The chi-squared goodness-of-fit (GOF) statistic is $$Q = \sum_x \frac{(f_x - E_x)^2}{E_x},$$ which is approximately distributed as $Chisq(df = 6-2).$ The approximation is valid because all of the $E_x > 5.$ If we had been given the specific binomial parameters $n$ and $\theta,$ the degrees of freedom would have been $6 - 1,$ but we have estimated one parameter $\theta$ so $df = 6-2 = 4.$

Good agreement ('fit') between the observed frequencies $f_x$ and the expected frequencies $E_x$ gives small values of $Q.$ (Very unlikely perfect agreement would give $Q = 0.$) We reject the model $Binom(5, 0.52)$ for large values of $Q$.
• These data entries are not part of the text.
PR #4569, opened 2022-02-22
Retry logic for getting experiment metadata failed

J-shang:
### Description ###
Sometimes, `nnictl stop --all` failed in the unit test.

https://msrasrg.visualstudio.com/NNIOpenSource/_build/results?buildId=32629&view=logs&jobId=95b93358-fda6-5c72-3eb7-ee58b0085220&j=95b93358-fda6-5c72-3eb7-ee58b0085220&t=6d99b3d4-eb6f-53b7-dead-77c8a6940a44&s=859b8d9a-8fd6-5a5c-6f5e-f84f1990894e

Two reasons may cause getting experiment metadata failed from `~/nni-experiments/.experiment`.
1. metadata does not exist
2. read `.experiment` failed

This issue is hard to reproduce, so just retry for now.

### How to test ###
Create several experiments and `nnictl stop --all`.

### DIFF
--- a/nni/tools/nnictl/nnictl_utils.py
+++ b/nni/tools/nnictl/nnictl_utils.py
@@ -222,6 +222,7 @@ def stop_experiment(args):
     if experiment_id_list:
         for experiment_id in experiment_id_list:
             print_normal('Stopping experiment %s' % experiment_id)
+            # FIXME: Retry should be placed to `Experiments`, need review both python and ts code.
             # retry up to 10 times to get the experiment metadata
             for i in range(1, 11):
                 experiments_dict = Experiments().get_all_experiments()
--- a/nni/tools/nnictl/nnictl_utils.py
+++ b/nni/tools/nnictl/nnictl_utils.py
@@ -222,9 +222,18 @@ def stop_experiment(args):
     if experiment_id_list:
         for experiment_id in experiment_id_list:
             print_normal('Stopping experiment %s' % experiment_id)
-            experiments_config = Experiments()
-            experiments_dict = experiments_config.get_all_experiments()
-            rest_pid = experiments_dict.get(experiment_id).get('pid')
+            # retry up to 10 times to get the experiment metadata
+            for i in range(1, 11):
+                experiments_dict = Experiments().get_all_experiments()
+                experiment_info = experiments_dict.get(experiment_id)
+                if experiment_info is None:
+                    print_warning('Get experiment {} metadata failed, {} time retry...'.format(experiment_id, i))
+                else:
+                    break
+            if experiment_info is None:
+                print_error('Experiment {} metadata getting failed, please manually check its status in `~/nni-experiments/.experiment`.')
+                exit(1)
+            rest_pid = experiment_info.get('pid')
             if rest_pid:
                 kill_command(rest_pid)
             print_normal('Stop experiment success.')
--- a/nni/tools/nnictl/nnictl_utils.py
+++ b/nni/tools/nnictl/nnictl_utils.py
@@ -228,10 +228,13 @@ def stop_experiment(args):
                 experiment_info = experiments_dict.get(experiment_id)
                 if experiment_info is None:
                     print_warning('Get experiment {} metadata failed, {} time retry...'.format(experiment_id, i))
+                    time.sleep(0.5)
                 else:
                     break
             if experiment_info is None:
-                print_error('Experiment {} metadata getting failed, please manually check its status in `~/nni-experiments/.experiment`.')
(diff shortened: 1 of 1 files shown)


nni/tools/nnictl/nnictl_utils.py
```diff
@@ -222,9 +222,18 @@ def stop_experiment(args):
...
             print_normal('Stopping experiment %s' % experiment_id)
-            experiments_config = Experiments()
-            experiments_dict = experiments_config.get_all_experiments()
-            rest_pid = experiments_dict.get(experiment_id).get('pid')
+            # retry up to 10 times to get the experiment metadata
+            for i in range(1, 11):
+                experiments_dict = Experiments().get_all_experiments()
+                experiment_info = experiments_dict.get(experiment_id)
+                if experiment_info is None:
+                    print_warning('Get experiment {} metadata failed, {} time retry...'.format(experiment_id, i))
```
ultmaster, line 230: time.sleep

nni/tools/nnictl/nnictl_utils.py
```diff
@@ -222,9 +222,18 @@ def stop_experiment(args):
     if experiment_id_list:
         for experiment_id in experiment_id_list:
             print_normal('Stopping experiment %s' % experiment_id)
-            experiments_config = Experiments()
-            experiments_dict = experiments_config.get_all_experiments()
-            rest_pid = experiments_dict.get(experiment_id).get('pid')
+            # retry up to 10 times to get the experiment metadata
+            for i in range(1, 11):
+                experiments_dict = Experiments().get_all_experiments()
+                experiment_info = experiments_dict.get(experiment_id)
```
ultmaster, line 228: Could it be possible that the experiment doesn't exist at all? Maybe `experiment_id` is wrong.

nni/tools/nnictl/nnictl_utils.py
```diff
@@ -222,9 +222,18 @@ def stop_experiment(args):
...
+                if experiment_info is None:
+                    print_warning('Get experiment {} metadata failed, {} time retry...'.format(experiment_id, i))
+                else:
+                    break
+            if experiment_info is None:
+                print_error('Experiment {} metadata getting failed, please manually check its status in `~/nni-experiments/.experiment`.')
```
ultmaster, line 234: Suggest putting debugging info here so that we can do a diagnosis when similar issues appears on pipeline.

nni/tools/nnictl/nnictl_utils.py
```diff
@@ -222,9 +222,18 @@ def stop_experiment(args):
     if experiment_id_list:
         for experiment_id in experiment_id_list:
             print_normal('Stopping experiment %s' % experiment_id)
-            experiments_config = Experiments()
-            experiments_dict = experiments_config.get_all_experiments()
-            rest_pid = experiments_dict.get(experiment_id).get('pid')
+            # retry up to 10 times to get the experiment metadata
```
ultmaster, line 225: Only stop has this problem?

nni/tools/nnictl/nnictl_utils.py
J-shang: `experiment_id` should be in `.experiemnt`, because we get this `experiment_id` from `.experiemnt`, but yes, maybe `experiment_id` is deleted from this file before we read it, or the whole `.experiemnt` file is deleted...

nni/tools/nnictl/nnictl_utils.py
J-shang: No, a better way is to put this retry into `Experiments`, but in this way, we need to align both `python` and `ts` code.

nni/tools/nnictl/nnictl_utils.py
J-shang: I think this may mainly cause by the file being modified when we read the file... the lock will be expired in 2s, but the action on file is over 2s, I'm not sure.

nni/tools/nnictl/nnictl_utils.py
J-shang: add it

nni/tools/nnictl/nnictl_utils.py
J-shang: print information in `.experiment`

nni/tools/nnictl/nnictl_utils.py
ultmaster: Well, in that case, add a FIXME in code as reminder.

J-shang: add it

ultmaster (approved):

QuanluZhang (approved):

The 95th percentile of $Chisq(df = 4)$ is 9.49, so we reject at the 5% level of significance if $Q > 9.49.$ For our data, the value of the test statistic is $Q = 21.31$, so we reject the model as unreasonable at the 5% level. The P-value 0.0003 is the probability $P(Q > 21.31),$ if the true distribution were $Q \sim Chisq(df = 4).$ The chances of seeing the observed frequencies $f_x$ if the true model where $Binom(5, 0.52)$ are very small. [Looking at the earlier table, we see one major discrepancy is that we have many fewer (140) than the expected number (161.98) of families with three boys.]

Q = sum((f-E)^2/E); Q 
## 21.31109 
qchisq(.95, 6-2) 
## 9.487729
1 - pchisq(21.3, 4)
## 0.0002761148

One way to visualize the poor fit is to compare the probabilities $p_x$ (bars) from the hypothetical model with the relative frequencies ($\times$'s) $r_x$ actually observed. But such graphical comparisons do not reveal the total number of cases observed, and so they should only be viewed along with results from formal GOF tests.